荒川はどんなメールを送ったのでしょうか…
「何か言い訳があるなら聞いてあげる」
俺は今、人生最大のピンチに陥っている。
俺は朝、いつも通りの時間に教室に入ったら、俺の机の横に雪女が座っていた。な、何を言ってるか分からねぇと思うが、俺も何が起きてるか分からなかった。恐怖だとか生命の危機だとか、そんなチャチなもんじゃ断じてねぇ。もっと恐ろしいものの片鱗を味わっている気がするぜ…
まあ端的に説明すると、朝教室に入ると成瀬がいました。説明終了。
どうやら昨日の件について相当ご立腹のご様子だ。今は、成瀬に言われて正座をさせられている。
「えっと…あれは荒川様のご機嫌とりの為に申し上げた訳でございまして、決して成瀬様がお綺麗であるという事の否定という訳では」
「言い訳しない」
さっき言い訳あるなら聞くって言うたやんけ…
まあお怒りの女性に対し、まともな言い訳など通用しない事は、仁美で痛いほど分かっているので、もう諦めてるけどね。
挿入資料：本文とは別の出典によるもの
PR #299, opened 2020-07-17
Add an option to not cluster smaller faces.

matiasdelellis:
Now in my database, i have so many faces of just 30 pixels. Most of all, poor
quality WhatsApp photos, but since I increase them to 2Mpx to analyze, the
process finds an lot of that faces.

I like to see them, but nobody can believe that with 30px you can reliably
compare something. So I just don't group them.

As you can imagine, this is inspired by the last (super promising and failed :sweat_smile:) branch... 

Well, I read a lot of documentation, and the recognition model is indeed trained for 150px faces.
Anything smaller than that can be problematic, however the default value is set to 125. Just to have some margin..

However, it is worth noting that this value is taken from the real image.. So, if you have a 150 pixel face, in a very large image, that eventually shrinks during analysis, the descriptor is obtained from an image of less than 150px, which will not be reliable. :disappointed: 

To know if it is reliable, we should save the ratio and calculate the size used on analysis. But it is out of this PR.
Also, we could crop the image over the rectangle of the face and analyze the original, but I would rather avoid it.  Remember that? https://github.com/matiasdelellis/facerecognition/pull/142 :see_no_evil: 

Well, as I said in the commit, a 30px face is not reliable, and at least I avoid these cases..

### DIFF
--- a/lib/BackgroundJob/Tasks/CreateClustersTask.php
+++ b/lib/BackgroundJob/Tasks/CreateClustersTask.php
@@ -278,14 +278,14 @@ class CreateClustersTask extends FaceRecognitionBackgroundTask {
 			for ($i = 0; $i < $faces_count; $i++) {
 				$face1 = $faces[$i];
 				if (($face1->confidence < $min_confidence) ||
-				    ($face1->height() < $min_face_size)) {
+				    (max($face1->height(), $face1->width()) < $min_face_size)) {
 					$edges[] = array($i, $i);
 					continue;
 				}
 				for ($j = $i; $j < $faces_count; $j++) {
 					$face2 = $faces[$j];
 					if (($face2->confidence < $min_confidence) ||
-					    ($face2->height() < $min_face_size)) {
+					    (max($face2->height(), $face2->width()) < $min_face_size)) {
 						continue;
 					}
 					$distance = dlib_vector_length($face1->descriptor, $face2->descriptor);
@@ -300,14 +300,14 @@ class CreateClustersTask extends FaceRecognitionBackgroundTask {
 			for ($i = 0; $i < $faces_count; $i++) {
 				$face1 = $faces[$i];
 				if (($face1->confidence < $min_confidence) ||
-				    ($face1->height() < $min_face_size)) {
+				    (max($face1->height(), $face1->width()) < $min_face_size)) {
 					$edges[] = array($i, $i);
 					continue;
 				}
 				for ($j = $i; $j < $faces_count; $j++) {
 					$face2 = $faces[$j];
 					if (($face2->confidence < $min_confidence) ||
-					    ($face2->height() < $min_face_size)) {
+					    (max($face2->height(), $face2->width()) < $min_face_size)) {
 						continue;
 					}
 					// todo: can't this distance be a method in $face1->distance($face2)?
--- a/lib/BackgroundJob/Tasks/CreateClustersTask.php
+++ b/lib/BackgroundJob/Tasks/CreateClustersTask.php
@@ -265,22 +265,27 @@ class CreateClustersTask extends FaceRecognitionBackgroundTask {
 	}
 
 	private function getNewClusters(array $faces): array {
-		// Create edges for chinese whispers
-		$euclidean = new Euclidean();
+		// Clustering parameters
 		$sensitivity = $this->settingsService->getSensitivity();
 		$min_confidence = $this->settingsService->getMinimumConfidence();
+		$min_face_size = $this->settingsService->getMinimumFaceSize();
+
+		// Create edges for chinese whispers
 		$edges = array();
 
 		if (version_compare(phpversion('pdlib'), '1.0.2', '>=')) {
-			for ($i = 0, $face_count1 = count($faces); $i < $face_count1; $i++) {
+			$faces_count = count($faces);
+			for ($i = 0; $i < $faces_count; $i++) {
 				$face1 = $faces[$i];
-				if ($face1->confidence < $min_confidence) {
+				if (($face1->confidence < $min_confidence) ||
+				    ($face1->height() < $min_face_size)) {
 					$edges[] = array($i, $i);
 					continue;
 				}
-				for ($j = $i, $face_count2 = count($faces); $j < $face_count2; $j++) {
+				for ($j = $i; $j < $faces_count; $j++) {
 					$face2 = $faces[$j];
-					if ($face2->confidence < $min_confidence) {
+					if (($face2->confidence < $min_confidence) ||
+					    ($face2->height() < $min_face_size)) {
 						continue;
 					}
 					$distance = dlib_vector_length($face1->descriptor, $face2->descriptor);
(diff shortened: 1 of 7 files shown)


lib/Db/FaceMapper.php
```diff
@@ -131,7 +131,7 @@ public function getOldestCreatedFaceWithoutPerson(string $userId, int $model) {
 
 	public function getFaces(string $userId, $model): array {
 		$qb = $this->db->getQueryBuilder();
-		$qb->select('f.id', 'f.person', 'f.confidence', 'f.descriptor')
+		$qb->select('f.id', 'f.person', 'f.bottom', 'f.top', 'f.confidence', 'f.descriptor')
```
matiasdelellis, line 134: TODO: We could create two methods, one for the clustering stage, and another for the fronted code to optimize...

lib/Helper/TempImage.php
```diff
@@ -109,9 +109,13 @@ public function clean() {
 	 *
 	 */
 	private function prepareImage() {
-		$this->loadFromFile($this->imagePath);
-		$this->fixOrientation();
```
matiasdelellis, line 113: D'Oh.. This was a error...

matiasdelellis:
p.s:

**Master:**
```
	Clusters already exist, but there was some change that requires recreating the clusters
	2045 faces found for clustering
	1103 persons found after clustering
```

**This PR:**
```
	Clusters already exist, but there was some change that requires recreating the clusters
	2045 faces found for clustering
	1236 persons found after clustering
```

Basically 133 faces (6.5% of mi faces) that are not clustered now. It may seem like a lot, but considering that the main clusters practically do not change (355 faces in Master and 336 whit this PR: 5.4% less), i want to believe that clusters could only improve. :sweat_smile:

In short, I want to have the main clusters with high quality, and then if there are thousands of secondary clusters, I don't worry, but they will probably also improve ..

templates/settings/admin.php
```diff
@@ -55,6 +55,21 @@
 			<a id="save-min-confidence" class="icon-align icon-edit" style="display: none;" title="<?php p($l->t('Save'));?>" href="#"></a>
 		</p>
 		<br>
+		<h3>
+			<?php p($l->t('Minimum face size'));?>
+		</h3>
+		<p class="settings-hint"><?php p($l->t('Very small faces may be discovered during analysis, however they can be very diffuse to compare reliably. The smaller faces will not be clustered, but you will still be able to identify them.'));?>
```
stalker314314, line 61: > but you will still be able to identify them.

What this means? If I set min face to 50x50px, they will not be in clustering, right? How can I "identify"them? If I open image with them, I will see them, but no person will be assigned to them?

Asking as this might be confusing to users (or maybe it is confusing to me only:D)

lib/BackgroundJob/Tasks/CreateClustersTask.php
```diff
@@ -290,20 +295,23 @@ private function getNewClusters(array $faces): array {
...
 			}
 		} else {
-			for ($i = 0, $face_count1 = count($faces); $i < $face_count1; $i++) {
+			$euclidean = new Euclidean();
+			$faces_count = count($faces);
+			for ($i = 0; $i < $faces_count; $i++) {
 				$face1 = $faces[$i];
-				if ($face1->confidence < $min_confidence) {
+				if (($face1->confidence < $min_confidence) ||
+				    ($face1->height() < $min_face_size)) {
```
stalker314314, line 303: why do you compare height only? Is our model always returning height>width for found faces? In theory, you probably want here `max($face1->height(), $face1->width()) < $min_face_size`? What about orientation, if image is landscape, is width>height for found faces, or it is already accounted (rotated)?

lib/Service/SettingsService.php
```diff
@@ -63,6 +63,12 @@ class SettingsService {
 	const DEFAULT_MINIMUM_CONFIDENCE = '0.99';
 	const MAXIMUM_MINIMUM_CONFIDENCE = '1.1';
 
+	/** Minimum face size used to try to clustring faces */
+	const MINIMUM_FACE_SIZE_KEY = 'min_face_size';
+	const MINIMUM_MINIMUM_FACE_SIZE = '0';
+	const DEFAULT_MINIMUM_FACE_SIZE = '125';
```
stalker314314, line 69: Why do you do this, because small faces tend to give wrong result/bad 128D descriptors? Or to remove non-important stuff/features from image? If former, it makes sense to have this as absolute value (in pixels). But, if latter, maybe you should define `min_face_`size` as percentage from image size? Just saying, you probably though of this more than me:D

templates/settings/admin.php
matiasdelellis: > If I open image with them, I will see them, but no person will be assigned to them?

Now the face will now be clustered as a single photo person. 

> I will see them, but no person will be assigned to them?

This would be ideal. I always get annoyed by the `New Person ##` of the clusters.  But now it doesn't change.

I was thinking, make that the name admit NULL, and the user assigns his name directly.
* If the cluster has a name assigned, never re-cluster their faces.
* If the user assigns a NULL cluster to existing name,link to original cluster.
* So, re clustering just the faces on unnamed clusters.

But to do something like this, you have to have good clusters first, which is what I'm trying to improve these days.

matiasdelellis: p.s: You can suggest the message.. :wink:

lib/BackgroundJob/Tasks/CreateClustersTask.php
matiasdelellis: Just to optimize (Although probably exaggerated ..), and because I assume that the faces are always vertical perhaps change it.
But in general the rectangles are quite square, and if not, it is another poor quality alarm. :thinking:

lib/Service/SettingsService.php
matiasdelellis: > Why do you do this, because small faces tend to give wrong result/bad 128D descriptors?

Yes. I use 125 instead of 150 because I assume 125 are still good faces. But the famous 99.34% quality of the model is with 150px faces and good quality.

Note that there are many photos, which seems good at a glance, but if you only see the detail of the amplified face rectangle, you will see that it is not so easy to recognize a person.
So, at first glance, Us we recognize it from the context of the photo, but with only the rectangle, it is difficult to determine.
Well, the model has a similar problem, if you see a 50x50 face, it doesn't have enough information to determine a good descriptor.

This is the idea, but as I said we have not yet addressed the problem of resizing photos. You can still get the descriptor of a large face, on a much smaller rectangle, and theoretically its descriptor would not be good either.

However, I think we will agree that a 50px face is not good to compare. :sweat_smile:

lib/BackgroundJob/Tasks/CreateClustersTask.php
matiasdelellis: > But in general the rectangles are quite square, and if not, it is another poor quality alarm. thinking

Check my database, and the only faces that make a big difference are that they are either clipped on the edge, or they are just bad and have low confidence.

matiasdelellis: Done..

「というかさ、それじゃあほのが可愛くないって言ってるみたいで腹立つんだけど」
しっかり聞いてんじゃねぇか…
「も、申し訳ありませんでした。わ、私としては最善の回答をしていたつもりが、成瀬様を傷つけるような結果を導いてしまったことを、深く反省し、これか」
「あたしはそういうの言葉を聞きたいんじゃないの。分かるでしょ?」
分かんねぇよ…。日本人特有の言葉をぼかす話し方やめてくれない?
まあ反論したら何倍にもなって返ってきそうなので、反論を諦め、打開策を足りない頭で考える。
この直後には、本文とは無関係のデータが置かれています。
Issue #304, opened 2020-07-26
Removing .nomedia file does not trigger facerecognition when next analysis starts


lochbika:
### Expected behaviour

Removing the .nomedia file in a folder should enable facerecognition in next run

### Actual behaviour

Facerecognition does not run in folders after removal of .nomedia file

### Steps to reproduce
1. Create a new folder with some images and a .nomedia file in it
2. Run facerecognition -> folder is ignored
3. Remove the .nomedia file and run facerecognition again -> folder is still ignored during analysis

### Server configuration

* **Operating system:** Arch Linux

* **Pdlib version:**  latest release on Github

* **How is DLib installed:** From AUR, version 19.20
* **How is PDlib installed:** Manually 

* **PHP version:** 7.4.8

* **Web server:** nginx

* **Database:** mariadb

* **Nextcloud version:** 19.0.1

## Workaround
Running /usr/share/webapps/nextcloud/occ face:reset --image-error
and then repeat the facerecognition includes the previously ignored folders. However, this should be done automatically.

matiasdelellis:
Hi @lochbika 
Thank you very much for the report!.
This feature is implemented, but I have never tested it because we use our own folder setting file and just used this. :sweat_smile:  :disappointed: 

Please, test this change. https://github.com/matiasdelellis/facerecognition/pull/305

lochbika:
> Hi @lochbika
> Thank you very much for the report!.
> This feature is implemented, but I have never tested it because we use our own folder setting file and just used this. sweat_smile disappointed
> 
> Please, test this change. #305

Thanks for the quick reply! 
However, I would rather not try to install this git version, since I'm running my Nextcloud instance in a production setup, where the facerecognition is nearly finished (almost 15,000 photos analyzed, took 6 days). I rather not risk to compromise that.

Maybe someone else could test this.

Cheers

matiasdelellis:
> However, I would rather not try to install this git version, since I'm running my Nextcloud instance in a production setup,

Don't worry, when I saw the code it was pretty obvious that it was poorly implemented. :sweat_smile: 
So thanks again.

>  where the facerecognition is nearly finished (almost 15,000 photos analyzed, took 6 days)

I'm so embarrassed to tell you this after so much work, but hope you are using model 1 or 3, because lately we found that model 2 has problems and will be discouraged next week. :disappointed:

[...]

PR #305, opened 2020-07-26
Fix that removing .nomedia file does not trigger facerecognition when…

matiasdelellis:
… next analysis starts. Issue #304


lib/Watcher.php
```diff
@@ -220,7 +220,7 @@ public function postDelete(Node $node) {
 			// If user deleted file named .nomedia, that means all images in this and all child directories should be added.
 			// But, instead of doing that here, better option seem to be to just reset flag that image scan is not done.
 			// This will trigger another round of image crawling in AddMissingImagesTask for this user and those images will be added.
-			$this->settingsService->setNeedRemoveStaleImages(true, $owner);
+			$this->settingsService->setUserFullScanDone(false, $owner);
```
stalker314314, line 223: Good comment, wrong code:facepalm:

PR #309, opened 2020-07-30
Add face:migrate command and implement reset current model.

matiasdelellis:
It will be necessary to discard the model 2.. .


matiasdelellis:
Well, I admit that it is not the best code in the world, but I am going to merge it just like that. :wink:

俺が生き延びる方法を考えろ…。成瀬は怒っているのだから…
『土下座だろ土下座。誠心誠意謝れば、どんな女でも許してくれるってもんだ。浮気だろうが不倫だろうがな』
俺の中の悪魔がそう語りかけてくる。これはよくあるあれだな。心の中で、良心と悪意が葛藤するやつだ。
しかし、悪魔の言う事も一理ある。誠心誠意謝れば、成瀬も許してくれるのでは?
しかし、悪魔の言う事だけを参考にする訳にはいかない。ちゃんと天使の話も聞かなければ。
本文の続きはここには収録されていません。